In many ways, an editorial calendar is a lifesaver for creatives and business owners. Whether you’re a blogger, freelance writer, business owner, or creative director at a marketing firm, an editorial content calendar can help you stay on track and keep you sane—while ensuring a consistent flow of content.
Others use an editorial calendar to improve focus, because an organized approach can also limit writer’s block and keep content evergreen.
There are other ways you can benefit from an editorial content calendar, including:
1. Better Organization and Delegation
With an editorial calendar, you can see articles that need writing at a glance. From there, you can delegate the articles to your writing team, ready for them to get to work. No more scrambling to send writers topics at the last minute or wondering if you’ll even get around to writing this month.
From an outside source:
PR #15604, opened 2024-08-05
Update pyboard.py fixing get_time() bug

rufusclark:
### Summary

The current script evaluates "pyb.RTC().datetime()" resulting in a remote side exception being called as pyb is not defined.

With a calendar, it’s all right in front of you.
Ultimately, this level of organization saves time, keeps the content coming, and ensures every member of your content creation team knows what they’re doing.
2. Improved Planning
The better you plan your articles, the better the writing tends to be. When you know what you want to write, you don’t waste time with last-minute research or trying to find the sources you need to support your article.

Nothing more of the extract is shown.